Wszystko (no dobra ... prawie wszystko) przebiegło dobrze, spokojnie, tak jak bym sobie tego wewnątrz życzyła, jednocześnie nie nastawiając się na nic konkretnego. Zwyczajny relaks i spokój. I nawet spora obecność Gości pod naszym dachem, nie wykrzesała ze mnie zbyt dużej dozy stresu czy poddenerwowania. Czyżbym nauczyła się jakimś cudem wreszcie nad tym panować??? :-) Bo może tego nigdy nie było widać ale tremę przed każdym przyjazdem Gości i stresik to ja mam :-).

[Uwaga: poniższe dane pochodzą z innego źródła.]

PR #970, opened 2020-12-15
[Graphics] Back buffer format adjustments based on the device color space

azeno:
# PR Details

## Description

Back buffer format adjustments based on the device color space will also be applied on resize. 
It will now also work for all pixel formats by using ToSrgb and ToNonSrgb extension methods.
Also fixes format adjustment not being applied if color space was set to Gamma but device supported Linear space.

## Types of changes

## Checklist

### DIFF
--- a/sources/engine/Stride.Graphics/GraphicsPresenter.cs
+++ b/sources/engine/Stride.Graphics/GraphicsPresenter.cs
@@ -55,31 +55,7 @@ namespace Stride.Graphics
             GraphicsDevice = device;
             var description = presentationParameters.Clone();
 
-            // If we are creating a GraphicsPresenter with 
-            if (device.Features.HasSRgb && device.ColorSpace == ColorSpace.Linear)
-            {
-                // If the device support SRgb and ColorSpace is linear, we use automatically a SRgb backbuffer
-                if (description.BackBufferFormat == PixelFormat.R8G8B8A8_UNorm)
-                {
-                    description.BackBufferFormat = PixelFormat.R8G8B8A8_UNorm_SRgb;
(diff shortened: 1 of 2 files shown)


sources/engine/Stride.Graphics/GraphicsPresenter.cs
```diff
@@ -175,14 +151,29 @@ public void Resize(int width, int height, PixelFormat format)
...
 
+        private PixelFormat NormalizeBackBufferFormat(PixelFormat backBufferFormat)
+        {
+            // If we are creating a GraphicsPresenter with 
+            if (GraphicsDevice.Features.HasSRgb && GraphicsDevice.ColorSpace == ColorSpace.Linear)
+            {
+                // If the device support SRgb and ColorSpace is linear, we use automatically a SRgb backbuffer
+                return backBufferFormat.ToSRgb();
+            }
+            else
```
xen2, line 170: Previous code has a condition for this case: `else if (!device.Features.HasSRgb)`
Then the default situation would be to keep `backBufferFormat` as is.

azeno: We removed this condition on purpose because as we understood it, one either 
- has a device which is not capable -> ToNonSrgb (that was the !device.Featues.HasSRGB)
- asked for Gamma space -> ToNonSrgb
So in both cases one wants to end up with a NonSrgb format.

xen2: OK, it makes sense, thanks (I wasn't sure if it was intentional)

A może to też rodzaj Gości, jaki do nas przybywa sprawia te cuda. Bo choć różnimy się od siebie i to dość znacznie, to jednak wielki wspólny mianownik zawsze nas łączy. Z każdym ten wspólny mianownik nieco inny ale to właśnie dodaje kolorytu, to nas rozwija, pomaga zerknąć wgłąb siebie, poznać nowe zakamarki, odkryć nieodkryte, definiować to co trudne.
Świadomość siebie, znajomość emocji, jakie to ważne.
Dlaczego tylko nie uczą nas tego w szkołach.
Przygotowanie do Życia w Rodzinie - chyba jest taki przedmiot... a przecież powinien on brzmieć Przygotowanie do Życia... i tyle...
Wiedzy jest moc.
Wcale nie musi być związana z żadną religią czy wierzeniami. Każdy niech rzeźbi w sobie własny kręgosłup moralny, etyczny. Jesteśmy mądrymi stworzeniami, wystarczy nas tylko delikatnie poprowadzić, przekazać wiedzę, podzielić się dobrem, doświadczeniem, energią tą prawdziwą, która nas definiuje od pokoleń.
Życzę Wam dobrego uważnego spokojnego roku - specjalnie bez przecinków, na jednym wydechu. Obyście robili to co wybraliście, z wielką miłością a jeśli Was cokolwiek uwiera, to ... zmieńcie to. Ale nie drastycznie, nie nagle, niech ta zmiana odbywa się z uwagą, z pełną świadomością.